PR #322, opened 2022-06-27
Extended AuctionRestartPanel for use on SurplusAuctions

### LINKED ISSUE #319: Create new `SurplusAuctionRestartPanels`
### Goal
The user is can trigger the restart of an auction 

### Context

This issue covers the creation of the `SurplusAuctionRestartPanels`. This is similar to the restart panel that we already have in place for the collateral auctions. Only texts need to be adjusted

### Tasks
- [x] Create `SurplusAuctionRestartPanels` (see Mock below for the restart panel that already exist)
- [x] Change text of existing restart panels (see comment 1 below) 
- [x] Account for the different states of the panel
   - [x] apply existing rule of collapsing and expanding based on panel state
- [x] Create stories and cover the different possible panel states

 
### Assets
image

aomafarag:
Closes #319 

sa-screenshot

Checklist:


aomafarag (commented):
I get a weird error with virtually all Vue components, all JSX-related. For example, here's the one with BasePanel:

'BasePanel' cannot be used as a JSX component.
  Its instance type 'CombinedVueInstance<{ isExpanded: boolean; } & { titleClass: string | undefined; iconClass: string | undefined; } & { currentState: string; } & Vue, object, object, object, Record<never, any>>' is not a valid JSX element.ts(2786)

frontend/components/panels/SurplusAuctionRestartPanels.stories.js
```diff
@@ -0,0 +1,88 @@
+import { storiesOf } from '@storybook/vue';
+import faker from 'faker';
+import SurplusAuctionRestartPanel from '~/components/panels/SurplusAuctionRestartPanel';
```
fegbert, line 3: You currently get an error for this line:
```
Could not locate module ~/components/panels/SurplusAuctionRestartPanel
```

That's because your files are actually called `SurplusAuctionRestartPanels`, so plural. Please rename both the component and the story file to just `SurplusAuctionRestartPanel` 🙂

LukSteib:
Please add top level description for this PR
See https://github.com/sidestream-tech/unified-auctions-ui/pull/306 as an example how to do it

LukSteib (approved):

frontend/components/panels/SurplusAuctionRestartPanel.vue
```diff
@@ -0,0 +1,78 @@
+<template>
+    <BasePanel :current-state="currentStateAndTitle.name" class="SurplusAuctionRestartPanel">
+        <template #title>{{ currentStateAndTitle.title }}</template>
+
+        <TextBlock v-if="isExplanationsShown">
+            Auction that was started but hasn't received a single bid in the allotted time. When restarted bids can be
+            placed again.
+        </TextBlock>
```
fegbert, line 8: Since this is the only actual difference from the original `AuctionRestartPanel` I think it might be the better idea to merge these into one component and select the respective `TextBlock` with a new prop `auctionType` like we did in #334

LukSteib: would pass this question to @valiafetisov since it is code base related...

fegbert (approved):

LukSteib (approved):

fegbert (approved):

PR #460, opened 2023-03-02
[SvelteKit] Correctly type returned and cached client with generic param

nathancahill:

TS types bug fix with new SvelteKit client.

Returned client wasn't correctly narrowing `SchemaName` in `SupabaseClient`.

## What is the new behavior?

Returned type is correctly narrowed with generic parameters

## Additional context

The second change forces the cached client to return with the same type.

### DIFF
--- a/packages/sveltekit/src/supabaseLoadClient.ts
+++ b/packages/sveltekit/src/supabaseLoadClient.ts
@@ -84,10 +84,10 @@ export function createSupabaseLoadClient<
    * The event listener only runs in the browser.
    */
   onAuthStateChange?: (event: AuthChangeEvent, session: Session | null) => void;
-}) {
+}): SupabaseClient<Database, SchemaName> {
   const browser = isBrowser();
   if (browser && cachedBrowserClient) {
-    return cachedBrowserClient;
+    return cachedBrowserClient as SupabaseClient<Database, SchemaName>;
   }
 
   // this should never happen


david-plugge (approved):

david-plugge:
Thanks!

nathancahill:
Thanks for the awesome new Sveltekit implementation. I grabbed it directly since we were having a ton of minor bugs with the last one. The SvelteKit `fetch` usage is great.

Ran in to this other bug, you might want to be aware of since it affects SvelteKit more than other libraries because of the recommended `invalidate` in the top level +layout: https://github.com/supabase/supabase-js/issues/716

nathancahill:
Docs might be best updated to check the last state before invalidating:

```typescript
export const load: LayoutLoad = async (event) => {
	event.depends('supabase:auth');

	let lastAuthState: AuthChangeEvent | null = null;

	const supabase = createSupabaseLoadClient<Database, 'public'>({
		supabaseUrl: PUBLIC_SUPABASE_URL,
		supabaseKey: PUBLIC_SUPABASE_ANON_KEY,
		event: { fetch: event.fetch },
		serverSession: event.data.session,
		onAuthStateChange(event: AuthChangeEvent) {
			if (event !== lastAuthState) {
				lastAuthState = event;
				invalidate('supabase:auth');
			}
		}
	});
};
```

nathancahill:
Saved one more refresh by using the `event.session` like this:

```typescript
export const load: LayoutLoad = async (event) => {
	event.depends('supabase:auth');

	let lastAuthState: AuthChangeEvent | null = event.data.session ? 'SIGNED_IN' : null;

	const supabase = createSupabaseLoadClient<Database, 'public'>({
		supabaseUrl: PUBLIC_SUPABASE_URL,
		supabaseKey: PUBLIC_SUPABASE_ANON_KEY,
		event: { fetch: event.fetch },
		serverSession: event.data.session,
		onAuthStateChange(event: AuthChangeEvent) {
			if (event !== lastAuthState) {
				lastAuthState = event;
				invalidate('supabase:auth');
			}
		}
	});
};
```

============

> **DIRECTIONS**:
Give back exactly the lines of the listing above that run from the line with "a JSX component." to the line with "PR #460, opened 2023-03-02", inclusive.

> **TASK RESPONSE**:
'BasePanel' cannot be used as a JSX component.
  Its instance type 'CombinedVueInstance<{ isExpanded: boolean; } & { titleClass: string | undefined; iconClass: string | undefined; } & { currentState: string; } & Vue, object, object, object, Record<never, any>>' is not a valid JSX element.ts(2786)

frontend/components/panels/SurplusAuctionRestartPanels.stories.js
```diff
@@ -0,0 +1,88 @@
+import { storiesOf } from '@storybook/vue';
+import faker from 'faker';
+import SurplusAuctionRestartPanel from '~/components/panels/SurplusAuctionRestartPanel';
```
fegbert, line 3: You currently get an error for this line:
```
Could not locate module ~/components/panels/SurplusAuctionRestartPanel
```

That's because your files are actually called `SurplusAuctionRestartPanels`, so plural. Please rename both the component and the story file to just `SurplusAuctionRestartPanel` 🙂

LukSteib:
Please add top level description for this PR
See https://github.com/sidestream-tech/unified-auctions-ui/pull/306 as an example how to do it

LukSteib (approved):

frontend/components/panels/SurplusAuctionRestartPanel.vue
```diff
@@ -0,0 +1,78 @@
+<template>
+    <BasePanel :current-state="currentStateAndTitle.name" class="SurplusAuctionRestartPanel">
+        <template #title>{{ currentStateAndTitle.title }}</template>
+
+        <TextBlock v-if="isExplanationsShown">
+            Auction that was started but hasn't received a single bid in the allotted time. When restarted bids can be
+            placed again.
+        </TextBlock>
```
fegbert, line 8: Since this is the only actual difference from the original `AuctionRestartPanel` I think it might be the better idea to merge these into one component and select the respective `TextBlock` with a new prop `auctionType` like we did in #334

LukSteib: would pass this question to @valiafetisov since it is code base related...

fegbert (approved):

LukSteib (approved):

fegbert (approved):

PR #460, opened 2023-03-02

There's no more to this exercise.